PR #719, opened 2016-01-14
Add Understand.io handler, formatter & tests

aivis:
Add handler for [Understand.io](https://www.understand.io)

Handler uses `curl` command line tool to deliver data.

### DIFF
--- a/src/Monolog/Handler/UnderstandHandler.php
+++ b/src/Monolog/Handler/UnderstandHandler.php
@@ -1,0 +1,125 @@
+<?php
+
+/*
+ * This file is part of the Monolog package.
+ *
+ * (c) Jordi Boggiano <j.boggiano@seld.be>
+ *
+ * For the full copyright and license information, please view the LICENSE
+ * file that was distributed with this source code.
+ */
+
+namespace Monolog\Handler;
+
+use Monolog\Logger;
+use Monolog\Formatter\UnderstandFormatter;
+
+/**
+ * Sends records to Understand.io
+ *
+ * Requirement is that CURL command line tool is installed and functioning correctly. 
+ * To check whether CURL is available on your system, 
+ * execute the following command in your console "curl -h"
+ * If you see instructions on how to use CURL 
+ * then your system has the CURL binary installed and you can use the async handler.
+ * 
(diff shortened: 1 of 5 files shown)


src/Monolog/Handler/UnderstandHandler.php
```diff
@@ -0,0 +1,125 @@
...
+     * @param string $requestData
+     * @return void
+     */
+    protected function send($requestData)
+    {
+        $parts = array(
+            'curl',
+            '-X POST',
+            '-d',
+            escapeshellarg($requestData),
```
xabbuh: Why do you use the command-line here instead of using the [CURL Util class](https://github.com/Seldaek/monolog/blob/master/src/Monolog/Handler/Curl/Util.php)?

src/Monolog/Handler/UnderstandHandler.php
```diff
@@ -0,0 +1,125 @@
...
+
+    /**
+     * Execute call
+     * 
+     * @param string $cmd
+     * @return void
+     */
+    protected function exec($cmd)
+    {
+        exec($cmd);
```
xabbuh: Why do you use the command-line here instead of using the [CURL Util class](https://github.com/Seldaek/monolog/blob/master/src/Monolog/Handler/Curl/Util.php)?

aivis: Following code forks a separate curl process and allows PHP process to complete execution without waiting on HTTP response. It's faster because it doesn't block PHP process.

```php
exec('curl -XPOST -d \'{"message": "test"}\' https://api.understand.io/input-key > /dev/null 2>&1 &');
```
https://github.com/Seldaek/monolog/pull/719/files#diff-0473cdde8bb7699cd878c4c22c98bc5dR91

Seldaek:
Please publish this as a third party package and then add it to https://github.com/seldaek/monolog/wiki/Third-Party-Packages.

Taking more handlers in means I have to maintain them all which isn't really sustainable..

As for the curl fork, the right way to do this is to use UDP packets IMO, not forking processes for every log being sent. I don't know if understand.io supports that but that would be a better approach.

- - -

Action item: The answer must reproduce all of the entries exactly.

Response:
PR #719, opened 2016-01-14
Add Understand.io handler, formatter & tests

aivis:
Add handler for [Understand.io](https://www.understand.io)

Handler uses `curl` command line tool to deliver data.

### DIFF
--- a/src/Monolog/Handler/UnderstandHandler.php
+++ b/src/Monolog/Handler/UnderstandHandler.php
@@ -1,0 +1,125 @@
+<?php
+
+/*
+ * This file is part of the Monolog package.
+ *
+ * (c) Jordi Boggiano <j.boggiano@seld.be>
+ *
+ * For the full copyright and license information, please view the LICENSE
+ * file that was distributed with this source code.
+ */
+
+namespace Monolog\Handler;
+
+use Monolog\Logger;
+use Monolog\Formatter\UnderstandFormatter;
+
+/**
+ * Sends records to Understand.io
+ *
+ * Requirement is that CURL command line tool is installed and functioning correctly. 
+ * To check whether CURL is available on your system, 
+ * execute the following command in your console "curl -h"
+ * If you see instructions on how to use CURL 
+ * then your system has the CURL binary installed and you can use the async handler.
+ * 
(diff shortened: 1 of 5 files shown)


src/Monolog/Handler/UnderstandHandler.php
```diff
@@ -0,0 +1,125 @@
...
+     * @param string $requestData
+     * @return void
+     */
+    protected function send($requestData)
+    {
+        $parts = array(
+            'curl',
+            '-X POST',
+            '-d',
+            escapeshellarg($requestData),
```
xabbuh: Why do you use the command-line here instead of using the [CURL Util class](https://github.com/Seldaek/monolog/blob/master/src/Monolog/Handler/Curl/Util.php)?

src/Monolog/Handler/UnderstandHandler.php
```diff
@@ -0,0 +1,125 @@
...
+
+    /**
+     * Execute call
+     * 
+     * @param string $cmd
+     * @return void
+     */
+    protected function exec($cmd)
+    {
+        exec($cmd);
```
xabbuh: Why do you use the command-line here instead of using the [CURL Util class](https://github.com/Seldaek/monolog/blob/master/src/Monolog/Handler/Curl/Util.php)?

aivis: Following code forks a separate curl process and allows PHP process to complete execution without waiting on HTTP response. It's faster because it doesn't block PHP process.

```php
exec('curl -XPOST -d \'{"message": "test"}\' https://api.understand.io/input-key > /dev/null 2>&1 &');
```
https://github.com/Seldaek/monolog/pull/719/files#diff-0473cdde8bb7699cd878c4c22c98bc5dR91

Seldaek:
Please publish this as a third party package and then add it to https://github.com/seldaek/monolog/wiki/Third-Party-Packages.

Taking more handlers in means I have to maintain them all which isn't really sustainable..

As for the curl fork, the right way to do this is to use UDP packets IMO, not forking processes for every log being sent. I don't know if understand.io supports that but that would be a better approach.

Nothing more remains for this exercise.